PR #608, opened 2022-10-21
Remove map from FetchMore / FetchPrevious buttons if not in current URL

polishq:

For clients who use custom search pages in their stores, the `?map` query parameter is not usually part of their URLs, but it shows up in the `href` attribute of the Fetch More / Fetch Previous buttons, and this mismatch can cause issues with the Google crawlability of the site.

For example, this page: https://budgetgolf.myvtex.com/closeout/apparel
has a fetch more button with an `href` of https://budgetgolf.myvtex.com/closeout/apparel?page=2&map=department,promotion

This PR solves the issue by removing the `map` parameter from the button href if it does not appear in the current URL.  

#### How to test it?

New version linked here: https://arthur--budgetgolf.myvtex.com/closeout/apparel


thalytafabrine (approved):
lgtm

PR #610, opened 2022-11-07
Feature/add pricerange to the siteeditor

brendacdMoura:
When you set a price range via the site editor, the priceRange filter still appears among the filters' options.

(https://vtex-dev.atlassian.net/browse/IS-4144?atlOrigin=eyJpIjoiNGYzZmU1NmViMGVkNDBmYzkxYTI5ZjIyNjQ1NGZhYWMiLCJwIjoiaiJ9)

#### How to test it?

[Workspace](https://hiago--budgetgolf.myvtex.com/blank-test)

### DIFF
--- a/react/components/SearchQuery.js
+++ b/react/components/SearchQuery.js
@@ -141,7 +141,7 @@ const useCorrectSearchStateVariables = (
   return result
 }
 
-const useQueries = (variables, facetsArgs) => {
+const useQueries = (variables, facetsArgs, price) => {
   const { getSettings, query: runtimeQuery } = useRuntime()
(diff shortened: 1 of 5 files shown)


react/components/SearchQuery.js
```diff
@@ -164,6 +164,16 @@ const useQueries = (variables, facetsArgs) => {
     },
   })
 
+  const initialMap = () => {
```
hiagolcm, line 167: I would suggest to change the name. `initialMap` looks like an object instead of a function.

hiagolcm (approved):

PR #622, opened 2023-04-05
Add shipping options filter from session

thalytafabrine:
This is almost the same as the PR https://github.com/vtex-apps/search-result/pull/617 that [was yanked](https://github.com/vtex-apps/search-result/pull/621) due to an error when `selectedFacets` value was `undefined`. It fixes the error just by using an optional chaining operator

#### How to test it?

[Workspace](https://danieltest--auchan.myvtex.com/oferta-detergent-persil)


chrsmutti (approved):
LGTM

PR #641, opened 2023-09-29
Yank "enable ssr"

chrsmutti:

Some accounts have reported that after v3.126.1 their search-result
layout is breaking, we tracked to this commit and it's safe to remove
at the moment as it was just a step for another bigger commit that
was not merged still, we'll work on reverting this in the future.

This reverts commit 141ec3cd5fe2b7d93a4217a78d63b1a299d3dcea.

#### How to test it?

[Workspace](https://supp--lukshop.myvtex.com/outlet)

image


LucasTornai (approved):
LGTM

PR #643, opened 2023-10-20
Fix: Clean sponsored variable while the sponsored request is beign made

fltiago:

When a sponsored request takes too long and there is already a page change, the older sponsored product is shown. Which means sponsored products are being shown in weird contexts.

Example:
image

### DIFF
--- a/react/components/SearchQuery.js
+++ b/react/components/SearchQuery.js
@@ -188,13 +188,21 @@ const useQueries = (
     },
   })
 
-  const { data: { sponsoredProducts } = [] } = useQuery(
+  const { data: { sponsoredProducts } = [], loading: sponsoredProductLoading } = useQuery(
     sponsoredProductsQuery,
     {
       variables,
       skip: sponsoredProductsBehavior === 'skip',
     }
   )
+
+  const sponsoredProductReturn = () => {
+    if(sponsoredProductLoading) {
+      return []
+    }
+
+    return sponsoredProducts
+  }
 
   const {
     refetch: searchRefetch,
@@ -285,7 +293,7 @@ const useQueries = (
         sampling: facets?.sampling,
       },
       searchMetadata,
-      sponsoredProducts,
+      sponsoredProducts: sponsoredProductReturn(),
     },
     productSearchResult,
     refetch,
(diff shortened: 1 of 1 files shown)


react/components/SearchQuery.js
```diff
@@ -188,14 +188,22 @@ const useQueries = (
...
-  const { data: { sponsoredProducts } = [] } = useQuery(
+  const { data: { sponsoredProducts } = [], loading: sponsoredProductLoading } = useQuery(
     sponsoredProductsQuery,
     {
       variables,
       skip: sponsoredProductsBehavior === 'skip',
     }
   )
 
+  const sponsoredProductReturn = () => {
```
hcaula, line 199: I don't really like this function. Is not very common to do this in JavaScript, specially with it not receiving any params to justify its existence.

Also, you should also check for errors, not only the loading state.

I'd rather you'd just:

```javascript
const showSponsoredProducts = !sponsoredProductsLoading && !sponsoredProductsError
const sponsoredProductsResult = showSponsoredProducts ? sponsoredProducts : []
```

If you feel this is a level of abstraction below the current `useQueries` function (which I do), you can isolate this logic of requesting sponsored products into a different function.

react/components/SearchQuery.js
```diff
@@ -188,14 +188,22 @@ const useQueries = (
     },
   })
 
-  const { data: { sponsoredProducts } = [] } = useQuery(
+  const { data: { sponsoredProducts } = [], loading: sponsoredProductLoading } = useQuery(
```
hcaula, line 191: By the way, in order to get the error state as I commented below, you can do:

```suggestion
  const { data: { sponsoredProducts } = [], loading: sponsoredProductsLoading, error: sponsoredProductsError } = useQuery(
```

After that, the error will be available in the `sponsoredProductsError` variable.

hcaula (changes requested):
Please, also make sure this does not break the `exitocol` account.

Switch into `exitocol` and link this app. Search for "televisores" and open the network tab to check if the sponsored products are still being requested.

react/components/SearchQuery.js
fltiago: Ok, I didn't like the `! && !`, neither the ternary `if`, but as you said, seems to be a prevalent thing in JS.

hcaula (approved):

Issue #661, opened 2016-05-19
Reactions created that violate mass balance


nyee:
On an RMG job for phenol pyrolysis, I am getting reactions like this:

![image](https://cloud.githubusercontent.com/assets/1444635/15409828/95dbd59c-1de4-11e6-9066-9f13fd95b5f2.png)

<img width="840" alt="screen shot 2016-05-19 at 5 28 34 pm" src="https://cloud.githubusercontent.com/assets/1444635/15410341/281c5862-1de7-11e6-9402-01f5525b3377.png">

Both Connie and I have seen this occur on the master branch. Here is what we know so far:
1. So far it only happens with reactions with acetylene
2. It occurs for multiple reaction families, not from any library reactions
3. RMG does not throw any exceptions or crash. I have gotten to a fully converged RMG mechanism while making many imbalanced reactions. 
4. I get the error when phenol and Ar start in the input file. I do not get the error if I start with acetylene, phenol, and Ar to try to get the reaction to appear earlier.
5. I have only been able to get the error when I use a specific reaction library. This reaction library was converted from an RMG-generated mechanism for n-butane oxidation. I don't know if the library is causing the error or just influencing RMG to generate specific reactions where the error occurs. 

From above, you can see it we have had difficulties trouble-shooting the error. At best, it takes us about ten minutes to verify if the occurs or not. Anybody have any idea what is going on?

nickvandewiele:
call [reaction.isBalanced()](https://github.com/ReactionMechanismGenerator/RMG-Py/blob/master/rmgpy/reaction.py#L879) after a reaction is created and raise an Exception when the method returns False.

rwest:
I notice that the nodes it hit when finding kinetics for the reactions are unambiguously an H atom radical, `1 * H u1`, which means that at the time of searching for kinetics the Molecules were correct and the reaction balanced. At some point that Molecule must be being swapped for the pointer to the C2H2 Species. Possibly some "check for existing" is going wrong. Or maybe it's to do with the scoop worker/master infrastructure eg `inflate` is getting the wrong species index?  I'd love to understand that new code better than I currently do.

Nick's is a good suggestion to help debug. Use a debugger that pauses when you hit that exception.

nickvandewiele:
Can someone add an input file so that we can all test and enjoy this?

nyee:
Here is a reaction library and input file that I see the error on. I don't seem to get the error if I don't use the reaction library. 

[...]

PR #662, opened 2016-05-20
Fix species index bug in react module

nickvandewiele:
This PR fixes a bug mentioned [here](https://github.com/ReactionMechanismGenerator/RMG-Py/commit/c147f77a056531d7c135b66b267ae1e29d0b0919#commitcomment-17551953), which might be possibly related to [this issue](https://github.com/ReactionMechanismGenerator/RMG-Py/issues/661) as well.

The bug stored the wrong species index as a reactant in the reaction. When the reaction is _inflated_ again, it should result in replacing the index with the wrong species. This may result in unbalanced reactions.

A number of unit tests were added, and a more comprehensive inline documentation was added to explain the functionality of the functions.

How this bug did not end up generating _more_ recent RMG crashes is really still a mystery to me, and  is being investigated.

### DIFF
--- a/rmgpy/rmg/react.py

**Exercise**
The response must hold only the lines above from the line with "hcaula, line 191: By" through the line with "1. So far it", each copied exactly, both ends kept.

**Expected answer**
hcaula, line 191: By the way, in order to get the error state as I commented below, you can do:

```suggestion
  const { data: { sponsoredProducts } = [], loading: sponsoredProductsLoading, error: sponsoredProductsError } = useQuery(
```

After that, the error will be available in the `sponsoredProductsError` variable.

hcaula (changes requested):
Please, also make sure this does not break the `exitocol` account.

Switch into `exitocol` and link this app. Search for "televisores" and open the network tab to check if the sponsored products are still being requested.

react/components/SearchQuery.js
fltiago: Ok, I didn't like the `! && !`, neither the ternary `if`, but as you said, seems to be a prevalent thing in JS.

hcaula (approved):

Issue #661, opened 2016-05-19
Reactions created that violate mass balance


nyee:
On an RMG job for phenol pyrolysis, I am getting reactions like this:

![image](https://cloud.githubusercontent.com/assets/1444635/15409828/95dbd59c-1de4-11e6-9066-9f13fd95b5f2.png)

<img width="840" alt="screen shot 2016-05-19 at 5 28 34 pm" src="https://cloud.githubusercontent.com/assets/1444635/15410341/281c5862-1de7-11e6-9402-01f5525b3377.png">

Both Connie and I have seen this occur on the master branch. Here is what we know so far:
1. So far it only happens with reactions with acetylene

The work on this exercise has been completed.